Work order: Each line that contains the word "moving" is to be copied from the records below.

Extracted data:
PR #603, opened 2021-05-03
cleanup: move gRPC centric code generation to a gRPC specific file

software-dov:
This is a followup to an earlier review where it was stated that
moving gRPC centric code to its own file was a worthwhile maintenance
task.

The diff in this commit is large but is almost entirely moving around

The completed task:
moving gRPC centric code to its own file was a worthwhile maintenance
The diff in this commit is large but is almost entirely moving around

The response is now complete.